Exercise brief: Tell how many lines below include the word "object". Only the number should appear.

Records from a data source:
»»

PR #1422, opened 2026-09-15
19.0 technical training coleo

coleo-odoo:


.vscode/settings.json
```diff
@@ -0,0 +1,3 @@
+{
```
msho-odoo: ops, I should't see that file :)
see how to avoid adding such environment files in git pushes

estate/models/estate_property.py
```diff
@@ -0,0 +1,23 @@
...
+    name = fields.Char(required=True)
+    description = fields.Text()
+    postcode = fields.Char()
+    date_availability = fields.Date()
+    expected_price = fields.Float(required=True)
+    selling_price = fields.Float()
+    bedrooms = fields.Integer()
+    living_area = fields.Integer()
+    facades = fields.Integer()
+    garage = fields.Boolean()
```
msho-odoo: Good practice to have boolean fields on the form `is_something` or `has_something` so you might change this to `has_garden` and `has_garage`

estate/models/estate_property.py
```diff
@@ -0,0 +1,23 @@
...
+    garden = fields.Boolean()
+    garden_area = fields.Integer()
+    garden_orientation = fields.Selection(
+        string='Type',
+        selection=[('north', 'North'), ('south', 'South'), ('east', 'East'), ('west', 'West')]
+    )
```
msho-odoo, line 38: The styling is fine by me but when we have multiple values it's better to have them on separate files.

```suggestion
    garden_orientation = fields.Selection(
        string='Garden Orientation',
        selection=[
            ('north', 'North'),
            ('south', 'South'),
            ('east', 'East'),
            ('west', 'West'),
        ]
    )
```

so for example the selection can be  ('east', "East") instead of ('east', 'East') but some teams don't do this, they just stick to their own convention which is all single quotes (if possible) or all double quotes.
I see you are stick to single quotes, fine be me (though it's not always possible :) )

estate/security/ir.model.access.csv
```diff
@@ -0,0 +1,2 @@
+"id","name","model_id:id","group_id:id","perm_read","perm_write","perm_create","perm_unlink"
+"estate.access_estate_property","access_estate_property","estate.model_estate_property","base.group_user",1,1,1,1
```
msho-odoo: Always add new line at the end of files.
no need to add the `estate.`, the file is already in that module.
no need to add the double quotes as well, you can remove them.
Also as an improvement you can make the id `access_estate_property_user` (I added `_user` at the end) in case you want to add another rule on the same module but for the `_manager` not the base user

estate/__manifest__.py
```diff
@@ -0,0 +1,12 @@
+{
+    'name': 'Real Estate',
+    'author': 'coleo',
```
msho-odoo: author is usually `Odoo S.A.` :)

msho-odoo (changes requested):
Nice work 🔥 
Well done on the commit messages format, just a nitpick you can ignore for now, that `CLN` tag is usually for heavy cleaning of the code base but usual small cleaning can have the `IMP` tag.

But it's worth to note that usually when you fix something after a review, no need to add a new commit, you can use `git commit --amend` which allows you to edit your commit message and also include your current staged changes to the same commit without making a new one.

Also left you some comments, and always remember to have your runbot checked when you push and make sure it's green :)

msho-odoo:
@coleo-odoo just forgot to tell you, you can mention me here when you think the PR is ready for another review, typically, after each chapter :)

coleo-odoo:
@msho-odoo I think the PR is ready for review.
I finished Chapter 5. Sorry for the number of commits, I'll try to keep it to one per chapter.

estate/models/estate_property.py
```diff
@@ -8,21 +8,41 @@ class Property(models.Model):
     name = fields.Char(required=True)
     description = fields.Text()
     postcode = fields.Char()
-    date_availability = fields.Date()
+    date_availability = fields.Date(
+        copy=False, 
+        default=fields.Date.add(fields.Date.today(), months=3)
```
msho-odoo: In this default the date will get valued when this is first imported and will not change later with each creation, you should use `lambda` function to fix this. Search the codebase for lambda functions used in the default values of fields and apply it here :)

estate/views/estate_menu.xml
```diff
@@ -0,0 +1,7 @@
+<odoo>
+    <menuitem id="estate_menu_root" name="Real Estate">
+        <menuitem id="estate_first_level_menu" name="Advertisements">
+            <menuitem id="estate_menu_action" action="estate_action" name="Properties"/>
+        </menuitem>
+    </menuitem>
+</odoo>
```
msho-odoo: Always remember the EOF new line and Always remember to fix red runbot to be green before reviews :)

estate/views/estate_menu.xml
```diff
@@ -0,0 +1,7 @@
+<odoo>
+    <menuitem id="estate_menu_root" name="Real Estate">
+        <menuitem id="estate_first_level_menu" name="Advertisements">
```
msho-odoo: Better to make ids more descriptive so that they indicate what they are without having to read the definition

estate/views/estate_property_views.xml
```diff
@@ -1,7 +1,7 @@
 <odoo>
     <record id="estate_action" model="ir.actions.act_window">
-        <field name="name">Porperty</field>
+        <field name="name">Porperties</field>
         <field name="res_model">estate.property</field>
-        <field name="view_mode">tree,form</field>
+        <field name="view_mode">list,form</field>
     </record>
 </odoo>
```
msho-odoo: EOF line in **ALL** files please: and remember the red runbot is already guiding you to fix this stuff so please check it before the review :)

estate/models/estate_property.py
```diff
@@ -8,21 +8,41 @@ class Property(models.Model):
...
+    state = fields.Selection(
+        string='State',
+        selection=[
+            ('new', 'New'),
+            ('offer_received', 'Offer Received'),
+            ('offer_accepted', 'Offer Accepted'),
+            ('sold', 'Sold'),
+            ('cancelled', 'Cancelled')
+        ],
+        default="new",
```
msho-odoo, line 49: Stick to a convention about quotes :)

estate/__manifest__.py
```diff
@@ -0,0 +1,14 @@
+{
+    'name': 'Real Estate',
+    'author': 'Odoo S.A.',
+    'license': 'LGPL-3',
+    'depends': [
```
msho-odoo: nitpick: usually the `depends` list is written in one line since it's usually just small module names but no biggie

msho-odoo (changes requested):
Thanks for the nice work 👍
Left you a couple of comments.

nitpick: I would stick the commit message to be `estate: create...` instead of `estate: created...` since it should make a whole sentence when it's concatenated with `this commit will ....` according to [git guidlines](https://www.odoo.com/documentation/19.0/contributing/development/git_guidelines.html?highlight=git%20)

coleo-odoo:
@msho-odoo The PR should be ready for review

estate/models/estate_property.py
```diff
@@ -0,0 +1,129 @@
...
+        default=lambda self: fields.Date.add(
+            fields.Date.today(),
+            months=3,
+        ),
+    )
+    expected_price = fields.Float(required=True)
+    selling_price = fields.Float(
+        readonly=True,
+        copy=False,
+    )
```
msho-odoo: nitpick: we don't like very long lines but I think that field on one line is okay :)

estate/models/estate_property.py
```diff
@@ -0,0 +1,129 @@
...
+        ],
+        default="new",
+        required=True,
+        copy=False,
+    )
+    type_id = fields.Many2one("estate.property.type")
+    partner_id = fields.Many2one(
+        "res.partner",
+        string="Buyer",
+        index=True,
```
msho-odoo: hmm why the index?

estate/models/estate_property.py
```diff
@@ -0,0 +1,129 @@
...
+        string="Salesperson",
+        index=True,
+        default=lambda self: self.env.user,
+    )
+    tag_ids = fields.Many2many("estate.property.tag")
+    offer_ids = fields.One2many("estate.property.offer", "property_id", string="Offers")
+    best_price = fields.Float(compute="_compute_best_price")
+
+    _check_expected_price_positive = models.Constraint(
+        "CHECK(expected_price >= 0)",
```
msho-odoo, line 70: Expected price should be **strictly** positive (it can't be 0)

estate/models/estate_property.py
```diff
@@ -0,0 +1,129 @@
...
+
+    @api.constrains("selling_price")
+    def _check_selling_price(self):
+        for record in self:
+            if (not float_is_zero(record.selling_price, 2)) and float_compare(
+                record.selling_price, (record.expected_price * 0.9), 2,
+            ) < 0:
+                msg = (
+                    r"The selling price cannot be lower than 90% of the expected price"
+                )
```
msho-odoo: Suggestion: No need for the extra brackets in the first condition and the extra newlines as well, this ways is shorter and easy to read
But most importantly note the `_` at the beginning of the string, this is to support translation into other languages but you need to import it `from odoo` (like fields and api imported)

```suggestion
            if not float_is_zero(record.selling_price, 2) and\
                float_compare(record.selling_price, (record.expected_price * 0.9), 2) < 0:
                raise ValidationError(_("The selling price cannot be lower than 90% of the expected price"))
```

estate/models/estate_property.py
```diff
@@ -0,0 +1,129 @@
...
+        for record in self:
+            record.total_area = record.living_area + record.garden_area
+
+    @api.depends("offer_ids")
+    def _compute_best_price(self):
+        for record in self:
+            if record.offer_ids:
+                record.best_price = max(record.offer_ids.mapped("price"))
+            else:
+                record.best_price = 0
```
msho-odoo, line 98: Totally correct but here is a more pythonic way if you like
```suggestion
            record.best_price = max(record.offer_ids.mapped("price")) if record.offer_ids else 0.0
```
or you can use the `default` parameter in the max function if you like, you can look it up

estate/models/estate_property.py
```diff
@@ -0,0 +1,129 @@
...
+
+    @api.onchange("has_garden")
+    def _onchange_hjas_garden(self):
```
msho-odoo: :)
```suggestion
    def _onchange_has_garden(self):
```

estate/models/estate_property.py
```diff
@@ -0,0 +1,129 @@
...
+            self.garden_area = 10
+            self.garden_orientation = "north"
+        else:
+            self.garden_area = 0
+            self.garden_orientation = False
+
+    def cancel_property(self):
+        if self.state == "sold":
+            msg = "A sold property cannot be cancelled"
+            raise UserError(msg)
```
msho-odoo: Same translation underscore thing for all the strings raised to the user like this one

estate/models/estate_property.py
```diff
@@ -0,0 +1,129 @@
...
+        self.state = "cancelled"
```
msho-odoo: using `self.state` directly is dangerous, you can enter this method with a recordset instead of a single record (we always assume a user can apply the action on multiple records they selected at the same time which odoo can do), so you have to always assume you're working on a multiple records and do `for property in self:` and then work on the property.

That being said, we prefer to work on the recordset as a whole instead of looping on the records **when we can** which is not always possible. But here I think it's possible, as it makes sense to raise an error to the user if any of the records had `state` as `sold`, try to do that instead of `self.state == ...` because it won't work in this case.

estate/models/estate_property.py
```diff
@@ -0,0 +1,129 @@
...
+    @api.onchange("has_garden")
+    def _onchange_hjas_garden(self):
+        if self.has_garden:
+            self.garden_area = 10
+            self.garden_orientation = "north"
+        else:
+            self.garden_area = 0
+            self.garden_orientation = False
+
+    def cancel_property(self):
```
msho-odoo: it's more of a convention to have these buttons with public methods to start with `action_` so you may name it `action_cancel_property` if you like

estate/models/estate_property.py
```diff
@@ -0,0 +1,129 @@
...
+        if self.state == "sold":
```
msho-odoo: you might want to prevent cancelling if the property is also already cancelled for example but that's a business decision so fine by me 👍

estate/models/estate_property.py
```diff
@@ -0,0 +1,129 @@
...
+            msg = "A sold property cannot be cancelled"
+            raise UserError(msg)
+        self.state = "cancelled"
+        return True
+
+    def sell_property(self):
+        if self.state == "cancelled":
+            msg = "A cancelled property cannot be sold"
+            raise UserError(msg)
+        if not ("accepted" in self.offer_ids.mapped("status")):
```
msho-odoo: Nice, you are doing the recordset check I was talking about (instead of looping) in the previous method :), you can make it also like this instead of the `self ==` if possible

estate/models/estate_property_offer.py
```diff
@@ -0,0 +1,65 @@
...
+        string="Partner",
+        index=True,
+        required=True,
+    )
+    property_id = fields.Many2one("estate.property", required=True)
+    validity = fields.Integer(default=7)
+    date_deadline = fields.Date(
+        compute="_compute_deadline",
+        inverse="_inverse_deadline",
+    )
```
msho-odoo: preferable to make the fields declarations in one line when it's not too long, it makes it a bit easier to scroll through them, looking at the name and type quickly but that's a nitpick from me :)

estate/models/estate_property_offer.py
```diff
@@ -0,0 +1,65 @@
...
+
+    _check_price_positive = models.Constraint(
+        "CHECK(price >= 0)",
```
msho-odoo: should be strictly positive as well

estate/models/estate_property_offer.py
```diff
@@ -0,0 +1,65 @@
...
+            record.validity = (
+                record.date_deadline - fields.Date.to_date(record.create_date)
+            ).days
+
+    def confirm_offer(self):
+        if "accepted" in self.property_id.offer_ids.mapped("status"):
+            msg = "Property already sold"
+            raise UserError(msg)
+        self.status = "accepted"
+        self.property_id.selling_price = self.price
```
msho-odoo: I think you should also set the buyer_id on the property to be the partner_id on the offer.

Also, I think it might cause an issue here to use `self` instead of looping through the records, since `self.price` or `self.partner_id` might be multiple prices or multiple partners and you will be assigning that to each price and partner_id in the property which is not correct (also the field on the property_id is `selling_price` not `selling_prices` :)

estate/views/estate_menu.xml
```diff
@@ -0,0 +1,11 @@
+<odoo>
+    <menuitem id="estate_menu_root" name="Real Estate">
+        <menuitem id="estate_first_level_menu_advertisements" name="Advertisements">
+            <menuitem id="estate_menu_action_property_list" action="estate_property_show_list" name="Properties"/>
+        </menuitem>
+        <menuitem id="estate_first_level_menu_settings" name="Settings">
+            <menuitem id="estate_menu_action_property_type_list" action="estate_property_type_show_list" name="Property Types"/>
+            <menuitem id="estate_menu_action_property_tag_list" action="estate_property_tag_show_list" name="Property Tags"/>
```
msho-odoo: you can refer to the [naming guidelines](https://www.odoo.com/documentation/19.0/contributing/development/coding_guidelines.html?highlight=coding%20guidelines#xml-ids-and-naming) for better naming for menus

estate/views/estate_property_tag_views.xml
```diff
@@ -0,0 +1,7 @@
+<odoo>
+    <record id="estate_property_tag_show_list" model="ir.actions.act_window">
+        <field name="name">Tags</field>
+        <field name="res_model">estate.property.tag</field>
+        <field name="view_mode">list</field>
```
msho-odoo: Is `form` not needed?

estate/views/estate_property_tag_views.xml
```diff
@@ -0,0 +1,7 @@
+<odoo>
+    <record id="estate_property_tag_show_list" model="ir.actions.act_window">
```
msho-odoo: you can call this `estate_property_tag_action` but no need to add the `list` part because you can add multiple `view_mode` other than list later

estate/views/estate_property_type_views.xml
```diff
@@ -0,0 +1,7 @@
+<odoo>
+    <record id="estate_property_type_show_list" model="ir.actions.act_window">
+        <field name="name">Types</field>
+        <field name="res_model">estate.property.type</field>
+        <field name="view_mode">list</field>
```
msho-odoo: same list and form thing, unless chapter asked you to only do list now 🤔 but the id shouldn't reflect that in this case, since changing ids in stable versions is not recommended

estate/views/estate_property_views.xml
```diff
@@ -0,0 +1,100 @@
...
+        <field name="arch" type="xml">
+            <search string="Search Property">
+                <field name="name" string="Title"/>
+                <field name="postcode"/>
+                <field name="expected_price"/>
+                <field name="bedrooms"/>
+                <field name="living_area" string="Living Area (sqm)"/>
+                <field name="facades"/>
+                <separator/>
+                <filter string="Available" name="date_availability" domain="['|', ('state', '=', 'new'), ('state', '=', 'offer_received')]"/>
```
msho-odoo: correct, but this is more readable
```suggestion
                <filter string="Available" name="date_availability" domain="[('state', 'in', ('new', 'offer_received'))]"/>
```

estate/views/estate_property_views.xml
```diff
@@ -0,0 +1,100 @@
...
+                <filter string="Post Code" name="postcode" context="{'group_by':'postcode'}"/>
```
msho-odoo, line 22: usually `name` comes before `string`

estate/views/estate_property_views.xml
```diff
@@ -0,0 +1,100 @@
...
+
+    <record id="estate_property_view_tree" model="ir.ui.view">
+        <field name="name">estate.property.list</field>
+        <field name="model">estate.property</field>
+        <field name="arch" type="xml">
+            <list string="Properties" editable="bottom" open_form_view="True">
+                <field name="name"/>
+                <field name="postcode"/>
+                <field name="bedrooms"/>
+                <field name="living_area" string="Living Area (sqm)"/>
```
msho-odoo: you can add the `string` to the python field definition and avoid adding it in the xml view each time you use the field (unless you wan tit different in a certain view)

msho-odoo (changes requested):
Thank you for the good work !

For the commit message header, it shouldn't be that long, ideally it should be < 50 characters, refer to [git guidelines](https://www.odoo.com/documentation/19.0/contributing/development/git_guidelines.html#commit-message-structure)

I left you a couple of comments and nitpicks, if you find one of my comments is valid for other parts of the code, please apply it there as well, I didn't point out every single point in case I mentioned it before in some other file :)

Keep up the good work, thanks 🔥

coleo-odoo:
@lost-odoo  I've added the tests on the PR

estate/models/estate_property.py
```diff
@@ -0,0 +1,147 @@
+from odoo import api, fields, models
+from odoo.exceptions import UserError, ValidationError
+from odoo.tools.float_utils import float_compare, float_is_zero
+
+
+class Property(models.Model):
+    _name = "estate.property"
```
msho-odoo: class name and model name should match, make sure it's the case in all models
```suggestion
class EstateProperty(models.Model):
    _name = "estate.property"
```

estate/models/estate_property.py
```diff
@@ -0,0 +1,147 @@
...
+    )
+    _check_selling_price_positive = models.Constraint(
+        "CHECK(selling_price > 0)",
+        "The Selling Price should be positive.",
+    )
+
+    @api.ondelete(at_uninstall=False)
+    def _unlink_if_property_sold_or_cancelled(self):
+        for record in self:
+            if not record.state in "cancelled sold":
```
msho-odoo: You can also use sets and check on the difference or intersections instead of looping record by record.
Also use `in ("cancelled", "sold")` if you will leave it like this

estate/models/estate_property.py
```diff
@@ -0,0 +1,147 @@
...
+        for record in self:
+            if (
+                not float_is_zero(record.selling_price, 2)
+                and float_compare(
+                    record.selling_price,
+                    (record.expected_price * 0.9),
+                    2,
+                )
+                < 0
+            ):
```
msho-odoo, line 97: Way easier to read :)
I don't like very long lines either but don't go to far haha
```suggestion
                not float_is_zero(record.selling_price, 2)
                and float_compare(record.selling_price, (record.expected_price * 0.9), 2) < 0):
```

estate/models/estate_property.py
```diff
@@ -0,0 +1,147 @@
...
+                raise ValidationError(
+                    self.env._(
+                        r"The selling price cannot be lower than 90% of the expected price",
+                    ),
+                )
```
msho-odoo: since we're talking about oneliners, 5 lines for an error is a bit long :) but it's not a big thing anyway
```suggestion
                raise ValidationError(self.env._("The selling price cannot be lower than 90% of the expected price"))
```

estate/models/estate_property.py
```diff
@@ -0,0 +1,147 @@
...
+
+    @api.depends("living_area", "garden_area")
+    def _compute_total_area(self):
+        for record in self:
+            record.total_area = record.living_area + record.garden_area
+
+    @api.depends("offer_ids")
```
```suggestion
    @api.depends("offer_ids.price")
```

estate/models/estate_property.py
```diff
@@ -0,0 +1,147 @@
...
+                record.garden_orientation = "north"
+            else:
+                record.garden_area = 0
+                record.garden_orientation = False
+
+    def action_cancel_property(self):
+        for record in self:
+            if record.state == "sold":
+                raise UserError(self.env._("A sold property cannot be cancelled"))
+            record.state = "cancelled"
```
msho-odoo, line 126: Better to work on a recordset instead of looping when you can, you might check if "sold" is among any of the state in `self` and raise an error. Also after the error you can assign `.state = "cancelled` in bulk (aka on `self`)

estate/models/estate_property.py
```diff
@@ -0,0 +1,147 @@
...
+
+    def action_sell_property(self):
+        for record in self:
+            if record.state == "cancelled":
+                raise UserError(self.env._("A cancelled property cannot be sold"))
+            if not ("accepted" in record.offer_ids.mapped("status")):
+                raise UserError(
+                    self.env._("A offer need to be accepted before selling"),
+                )
+            record.state = "sold"
```
msho-odoo, line 137: I think same computation on recordset here is also applicable

estate/models/estate_property_offer.py
```diff
@@ -0,0 +1,79 @@
...
+    @api.model
+    def create(self, vals_list):
+        for vals in vals_list:
+            if self.env["estate.property"].browse(vals["property_id"]).state == "new":
+                self.env["estate.property"].browse(
+                    vals["property_id"],
+                ).state = "offer_received"
+        return super().create(vals_list)
+
+    def _inverse_deadline(self):
```
msho-odoo, line 49: Refer to the [coding guidelines](https://www.odoo.com/documentation/19.0/contributing/development/coding_guidelines.html#symbols-and-conventions), I believe the order of the methods here is not correct :)

estate/models/estate_property_offer.py
```diff
@@ -0,0 +1,79 @@
...
+                record_date,
+                days=record.validity,
+            )
+
+    @api.model
+    def create(self, vals_list):
+        for vals in vals_list:
+            if self.env["estate.property"].browse(vals["property_id"]).state == "new":
+                self.env["estate.property"].browse(
+                    vals["property_id"],
```
msho-odoo: You can apply `browse` only once, fetch the records and work on them. It's not ideal to hit the database multiple times when you can do it only once

estate/models/estate_property_offer.py
```diff
@@ -0,0 +1,79 @@
...
+                ).state = "offer_received"
```
msho-odoo: You should check if the offer you're creating is the biggest so fat, otherwise, you tell the user the property already has a higher offer

estate/models/estate_property_offer.py
```diff
@@ -0,0 +1,79 @@
...
+        inverse="_inverse_deadline",
+    )
+    property_type_id = fields.Many2one(related="property_id.type_id", store=True)
+
+    _check_price_positive = models.Constraint(
+        "CHECK(price > 0)",
+        "The Price of an Offer should be positive.",
+    )
+
+    @api.depends("validity")
```
msho-odoo: It also depends on `create_date`

estate/models/estate_property_offer.py
```diff
@@ -0,0 +1,79 @@
...
+    def _compute_deadline(self):
+        for record in self:
+            if record.create:
```
msho-odoo:
```suggestion
            if record.create_date:
```

estate/models/estate_property_offer.py
```diff
@@ -0,0 +1,79 @@
...
+            record.property_id.selling_price = record.price
+            record.property_id.state = "offer_accepted"
+            record.property_id.partner_id = record.partner_id
+        return True
+
+    def action_refuse_offer(self):
+        for record in self:
+            if record.status == "accepted":
+                record.property_id.selling_price = 0
+            record.status = "refused"
```
msho-odoo: Why not set the selling_price to 0 without the check and do it directly on `self`?

estate/models/res_users.py
```diff
@@ -0,0 +1,11 @@
+from odoo import fields, models
+
+
+class ResUsers(models.Model):
+    _inherit = "res.users"
+
+    property_ids = fields.One2many(
+        "estate.property",
+        "user_id",
+        string="Real Estate Properties",
```
msho-odoo, line 10: You can add `domain` here to achieve the chapter's goal and show only available properties

estate/tests/test_estate_property.py
```diff
@@ -0,0 +1,110 @@
...
+        self.assertEqual(
+            record.date_availability,
+            fields.Date.add(fields.Date.today(), months=3),
+        )
+        self.assertEqual(record.selling_price, 0)
+        self.assertEqual(record.best_price, 0)
+        self.assertEqual(record.active, True)
+
+        partner_id = self.env["res.partner"].create({"name": "Test Partner"}).id
+        property_id = record.id
```
msho-odoo: in odoo codebase, when someone sees the valriable `partner_id`, they expect it's the object itself not the `id` identifier in the database. Later if you want to use it, you can write `partner_id.id`

estate/tests/test_estate_property.py
```diff
@@ -0,0 +1,110 @@
...
+        has_garage = True
+        has_garden = True
+        garden_area = 5
+        garden_orientation = "north"
+        price_offer1 = 9000.00
+        status_offer1 = "refused"
+        price_offer2 = 10000.00
+        status_offer2 = "accepted"
+
+        record = self.env["estate.property"].create(
```
msho-odoo: It's not a big thing, but you can create this object in the `setUpClass(cls)` of test class which allows you to use it in case you created multiple tests, so you don't have to create an object like this every time you add a new test

estate/views/estate_property_views.xml
```diff
@@ -0,0 +1,146 @@
+<odoo>
+    <record id="estate_property_action" model="ir.actions.act_window">
+        <field name="name">Porperties</field>
+        <field name="res_model">estate.property</field>
+        <field name="context">{'search_default_date_availability': True}</field>
```
msho-odoo, line 5: I think the chapter wanted the default search view on `active`? or no?

estate/views/estate_property_views.xml
```diff
@@ -0,0 +1,146 @@
...
+                                <field name="has_garden"/>
+                                <field name="garden_area" invisible="not has_garden"/>
+                                <field name="garden_orientation" invisible="not has_garden"/>
+                                <field name="total_area"/>
+                                <field name="active"/>
+                            </group>
+                        </page>
+                        <page string="Offers">
+                            <field name="offer_ids"
+                                readonly="state == 'sold' or state == 'cancelled'"/>
```
msho-odoo: you can also don `state in ('sold', 'cancelled')`

estate_account/models/estate_property.py
```diff
@@ -0,0 +1,30 @@
...
+class Property(models.Model):
+    _inherit = "estate.property"
+
+    def action_sell_property(self):
+        for record in self:
+            self.env["account.move"].create(
+                {
+                    "partner_id": record.partner_id.id,
+                    "move_type": "out_invoice",
+                    "invoice_line_ids": [
```
msho-odoo, line 20: there is also `journal_id` field where the account_move belong.
You can fetch it from the database using [Search()](https://www.odoo.com/documentation/18.0/developer/reference/backend/orm.html#odoo.models.Model.search)
to have something like that:
`journal_id = self.env["account.journal"].search([], limit=1)`

estate_account/__manifest__.py
```diff
@@ -0,0 +1,10 @@
+{
+    'name': 'Real Estate Account',
+    'author': 'Odoo S.A.',
+    'license': 'LGPL-3',
+    'depends': [
+        'base',
+        'estate',
+        'account',
+    ],
+}
```
msho-odoo, line 11: don't forget `auto_install`

msho-odoo (changes requested):
Nice work 🔥 
Left you some comments,
keep up the good work and feel free to come to any of the coaches if you need help.

estate/views/estate_property_views.xml
coleo-odoo: The chapter says "we want a filter for the ‘Available’ properties".
Idk could be understood both way

msho-odoo: Either way you got how default filters work :) nice work!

««

Response: 2